■ **About this task**:
Using the entries below, write out the line with "private final String ucTableId;", the line with "for commit operations", and every line in between, exactly as each is written.

Collected data entries:
BEGIN
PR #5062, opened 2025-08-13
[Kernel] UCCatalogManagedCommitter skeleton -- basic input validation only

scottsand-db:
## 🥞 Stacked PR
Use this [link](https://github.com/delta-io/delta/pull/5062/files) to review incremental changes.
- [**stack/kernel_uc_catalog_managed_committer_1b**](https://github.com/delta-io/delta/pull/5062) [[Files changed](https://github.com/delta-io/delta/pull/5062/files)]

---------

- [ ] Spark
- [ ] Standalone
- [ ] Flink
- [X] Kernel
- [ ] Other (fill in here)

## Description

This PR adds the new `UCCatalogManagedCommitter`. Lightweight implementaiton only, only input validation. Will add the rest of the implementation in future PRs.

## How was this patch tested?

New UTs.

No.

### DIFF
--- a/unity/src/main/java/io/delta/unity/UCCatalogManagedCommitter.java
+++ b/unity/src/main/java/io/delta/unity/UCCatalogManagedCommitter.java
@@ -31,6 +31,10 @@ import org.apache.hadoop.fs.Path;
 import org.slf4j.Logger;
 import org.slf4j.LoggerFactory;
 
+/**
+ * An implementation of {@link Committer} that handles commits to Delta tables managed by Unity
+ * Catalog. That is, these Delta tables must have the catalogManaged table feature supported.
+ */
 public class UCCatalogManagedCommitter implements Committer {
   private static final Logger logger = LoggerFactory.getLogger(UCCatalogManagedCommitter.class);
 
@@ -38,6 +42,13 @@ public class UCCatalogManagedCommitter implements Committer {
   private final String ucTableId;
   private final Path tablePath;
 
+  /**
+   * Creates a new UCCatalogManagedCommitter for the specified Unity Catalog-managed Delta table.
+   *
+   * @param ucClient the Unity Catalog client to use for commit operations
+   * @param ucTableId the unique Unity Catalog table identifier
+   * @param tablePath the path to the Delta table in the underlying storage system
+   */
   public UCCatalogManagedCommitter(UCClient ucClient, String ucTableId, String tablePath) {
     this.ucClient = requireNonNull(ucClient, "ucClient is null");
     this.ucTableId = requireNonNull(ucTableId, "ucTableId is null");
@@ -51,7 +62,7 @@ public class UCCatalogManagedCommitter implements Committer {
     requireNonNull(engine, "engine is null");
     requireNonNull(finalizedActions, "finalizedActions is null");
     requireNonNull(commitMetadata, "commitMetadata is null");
END
BEGIN
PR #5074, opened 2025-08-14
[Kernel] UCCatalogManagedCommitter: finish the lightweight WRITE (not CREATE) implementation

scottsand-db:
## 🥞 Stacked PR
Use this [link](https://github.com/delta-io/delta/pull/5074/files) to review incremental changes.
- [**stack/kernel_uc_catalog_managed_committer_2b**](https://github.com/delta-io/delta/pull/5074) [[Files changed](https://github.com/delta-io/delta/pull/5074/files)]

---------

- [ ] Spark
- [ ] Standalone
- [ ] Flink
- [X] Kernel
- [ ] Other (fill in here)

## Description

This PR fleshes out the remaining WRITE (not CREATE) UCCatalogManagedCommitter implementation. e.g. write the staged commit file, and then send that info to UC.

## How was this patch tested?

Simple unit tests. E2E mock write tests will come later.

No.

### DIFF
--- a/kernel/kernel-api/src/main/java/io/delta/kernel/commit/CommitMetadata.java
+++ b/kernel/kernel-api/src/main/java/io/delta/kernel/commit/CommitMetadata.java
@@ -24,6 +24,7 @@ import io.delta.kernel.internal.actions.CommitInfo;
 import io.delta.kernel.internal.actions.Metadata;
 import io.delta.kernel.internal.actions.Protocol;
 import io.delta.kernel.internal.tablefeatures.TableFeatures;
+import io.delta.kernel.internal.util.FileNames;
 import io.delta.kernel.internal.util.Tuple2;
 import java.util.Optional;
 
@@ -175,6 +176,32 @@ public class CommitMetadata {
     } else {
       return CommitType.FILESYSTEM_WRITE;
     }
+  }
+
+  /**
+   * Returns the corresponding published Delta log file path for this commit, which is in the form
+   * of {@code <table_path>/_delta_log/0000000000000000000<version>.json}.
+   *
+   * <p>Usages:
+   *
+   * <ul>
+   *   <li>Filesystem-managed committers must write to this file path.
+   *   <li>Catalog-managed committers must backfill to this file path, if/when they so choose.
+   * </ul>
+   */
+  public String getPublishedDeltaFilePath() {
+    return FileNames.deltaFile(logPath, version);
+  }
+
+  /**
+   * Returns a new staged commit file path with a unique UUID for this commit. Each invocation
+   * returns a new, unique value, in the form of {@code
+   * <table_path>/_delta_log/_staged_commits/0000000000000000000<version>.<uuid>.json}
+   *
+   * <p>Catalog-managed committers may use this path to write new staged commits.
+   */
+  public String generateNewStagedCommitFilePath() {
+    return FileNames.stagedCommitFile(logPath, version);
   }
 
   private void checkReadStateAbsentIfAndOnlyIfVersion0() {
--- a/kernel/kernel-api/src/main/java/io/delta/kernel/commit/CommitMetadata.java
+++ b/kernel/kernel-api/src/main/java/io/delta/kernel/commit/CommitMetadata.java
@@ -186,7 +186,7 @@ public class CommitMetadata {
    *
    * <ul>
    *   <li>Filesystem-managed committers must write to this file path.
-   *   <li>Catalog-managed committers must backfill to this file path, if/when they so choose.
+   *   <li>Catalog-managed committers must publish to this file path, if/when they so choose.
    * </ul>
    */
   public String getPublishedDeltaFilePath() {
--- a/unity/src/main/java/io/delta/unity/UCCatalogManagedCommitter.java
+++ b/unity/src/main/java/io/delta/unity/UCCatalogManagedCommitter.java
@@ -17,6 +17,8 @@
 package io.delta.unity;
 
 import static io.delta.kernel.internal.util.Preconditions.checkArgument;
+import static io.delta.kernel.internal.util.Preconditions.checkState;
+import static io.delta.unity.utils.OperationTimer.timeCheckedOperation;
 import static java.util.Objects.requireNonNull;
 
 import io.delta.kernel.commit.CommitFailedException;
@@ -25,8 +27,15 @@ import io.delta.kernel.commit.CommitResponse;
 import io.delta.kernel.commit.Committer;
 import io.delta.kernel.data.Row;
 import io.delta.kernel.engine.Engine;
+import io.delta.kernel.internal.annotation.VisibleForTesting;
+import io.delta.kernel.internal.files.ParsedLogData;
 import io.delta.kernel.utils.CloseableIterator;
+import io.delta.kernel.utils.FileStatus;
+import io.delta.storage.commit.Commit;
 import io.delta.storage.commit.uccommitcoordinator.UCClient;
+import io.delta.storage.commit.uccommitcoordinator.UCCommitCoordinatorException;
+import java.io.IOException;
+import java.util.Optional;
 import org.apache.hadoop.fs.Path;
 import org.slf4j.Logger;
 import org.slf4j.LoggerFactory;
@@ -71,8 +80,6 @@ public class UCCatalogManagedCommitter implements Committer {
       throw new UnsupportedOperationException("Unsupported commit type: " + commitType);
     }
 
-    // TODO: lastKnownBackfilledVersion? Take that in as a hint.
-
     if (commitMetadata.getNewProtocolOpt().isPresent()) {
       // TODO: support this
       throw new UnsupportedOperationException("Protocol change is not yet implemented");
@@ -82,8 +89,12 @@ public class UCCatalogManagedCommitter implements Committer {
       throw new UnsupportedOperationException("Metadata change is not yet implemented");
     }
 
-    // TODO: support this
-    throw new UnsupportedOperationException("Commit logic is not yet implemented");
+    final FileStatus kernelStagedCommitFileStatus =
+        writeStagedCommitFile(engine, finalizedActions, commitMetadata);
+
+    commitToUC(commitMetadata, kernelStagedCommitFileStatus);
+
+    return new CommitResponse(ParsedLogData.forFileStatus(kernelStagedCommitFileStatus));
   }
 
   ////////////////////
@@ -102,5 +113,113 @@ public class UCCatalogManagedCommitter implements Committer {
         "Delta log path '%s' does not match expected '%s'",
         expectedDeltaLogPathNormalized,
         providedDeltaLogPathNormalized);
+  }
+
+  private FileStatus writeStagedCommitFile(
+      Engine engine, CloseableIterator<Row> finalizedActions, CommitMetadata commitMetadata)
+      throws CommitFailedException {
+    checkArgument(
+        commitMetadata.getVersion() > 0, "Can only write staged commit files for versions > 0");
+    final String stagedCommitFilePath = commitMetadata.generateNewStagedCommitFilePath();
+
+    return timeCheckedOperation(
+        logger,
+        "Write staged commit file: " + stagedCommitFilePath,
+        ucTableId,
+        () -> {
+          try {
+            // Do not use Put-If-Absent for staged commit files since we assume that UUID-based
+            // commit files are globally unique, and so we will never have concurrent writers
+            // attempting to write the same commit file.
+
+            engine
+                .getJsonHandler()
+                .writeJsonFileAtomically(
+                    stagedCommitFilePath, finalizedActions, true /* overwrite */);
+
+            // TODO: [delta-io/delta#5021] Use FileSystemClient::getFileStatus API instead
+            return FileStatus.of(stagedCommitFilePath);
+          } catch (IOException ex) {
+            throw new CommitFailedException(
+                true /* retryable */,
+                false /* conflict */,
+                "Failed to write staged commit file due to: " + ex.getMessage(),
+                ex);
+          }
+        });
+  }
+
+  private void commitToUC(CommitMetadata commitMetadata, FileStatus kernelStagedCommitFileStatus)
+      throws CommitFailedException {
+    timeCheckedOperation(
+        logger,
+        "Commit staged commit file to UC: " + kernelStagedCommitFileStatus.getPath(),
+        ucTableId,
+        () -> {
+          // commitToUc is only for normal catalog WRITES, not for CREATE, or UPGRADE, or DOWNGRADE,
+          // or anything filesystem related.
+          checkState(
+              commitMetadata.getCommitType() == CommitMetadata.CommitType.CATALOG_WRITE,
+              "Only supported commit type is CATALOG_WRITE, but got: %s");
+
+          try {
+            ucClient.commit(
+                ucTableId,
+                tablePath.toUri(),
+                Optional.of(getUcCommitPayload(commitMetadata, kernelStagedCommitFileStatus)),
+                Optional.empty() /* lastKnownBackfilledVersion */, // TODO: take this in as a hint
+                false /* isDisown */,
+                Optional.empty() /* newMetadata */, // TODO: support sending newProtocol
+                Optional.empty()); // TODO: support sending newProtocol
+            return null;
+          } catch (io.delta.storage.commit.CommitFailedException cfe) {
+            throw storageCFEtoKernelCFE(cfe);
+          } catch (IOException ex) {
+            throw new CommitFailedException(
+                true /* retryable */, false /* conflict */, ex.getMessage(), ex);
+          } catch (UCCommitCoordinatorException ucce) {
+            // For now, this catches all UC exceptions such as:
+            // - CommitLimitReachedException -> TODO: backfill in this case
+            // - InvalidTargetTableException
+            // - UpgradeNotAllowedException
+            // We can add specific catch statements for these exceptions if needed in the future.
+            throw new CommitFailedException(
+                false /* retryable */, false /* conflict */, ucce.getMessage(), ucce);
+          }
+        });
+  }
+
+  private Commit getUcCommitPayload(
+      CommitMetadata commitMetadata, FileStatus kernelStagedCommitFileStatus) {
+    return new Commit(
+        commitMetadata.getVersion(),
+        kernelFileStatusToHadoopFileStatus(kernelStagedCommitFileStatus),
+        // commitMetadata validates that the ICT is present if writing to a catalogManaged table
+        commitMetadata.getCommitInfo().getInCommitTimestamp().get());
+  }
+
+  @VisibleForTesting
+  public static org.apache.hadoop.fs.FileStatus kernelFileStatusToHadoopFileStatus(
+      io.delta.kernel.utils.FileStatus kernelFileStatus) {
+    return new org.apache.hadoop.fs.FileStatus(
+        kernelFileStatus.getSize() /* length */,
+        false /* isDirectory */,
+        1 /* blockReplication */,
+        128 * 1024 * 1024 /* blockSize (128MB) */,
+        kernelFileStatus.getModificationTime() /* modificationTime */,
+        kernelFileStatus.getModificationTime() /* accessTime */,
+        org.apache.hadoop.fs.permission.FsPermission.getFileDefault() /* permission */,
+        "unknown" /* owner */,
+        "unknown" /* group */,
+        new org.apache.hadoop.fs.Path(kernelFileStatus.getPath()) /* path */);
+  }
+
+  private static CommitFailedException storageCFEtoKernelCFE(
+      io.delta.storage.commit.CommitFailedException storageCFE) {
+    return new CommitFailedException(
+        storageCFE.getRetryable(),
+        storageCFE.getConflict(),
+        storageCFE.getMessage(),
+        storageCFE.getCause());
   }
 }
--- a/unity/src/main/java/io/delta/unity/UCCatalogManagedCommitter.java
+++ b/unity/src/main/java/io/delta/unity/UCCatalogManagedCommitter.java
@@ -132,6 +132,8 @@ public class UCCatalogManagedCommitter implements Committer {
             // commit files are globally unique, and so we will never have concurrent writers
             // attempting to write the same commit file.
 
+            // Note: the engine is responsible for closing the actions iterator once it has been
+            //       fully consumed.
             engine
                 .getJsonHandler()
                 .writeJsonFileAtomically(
END
■ **Output below**:
   private final String ucTableId;
   private final Path tablePath;
 
+  /**
+   * Creates a new UCCatalogManagedCommitter for the specified Unity Catalog-managed Delta table.
+   *
+   * @param ucClient the Unity Catalog client to use for commit operations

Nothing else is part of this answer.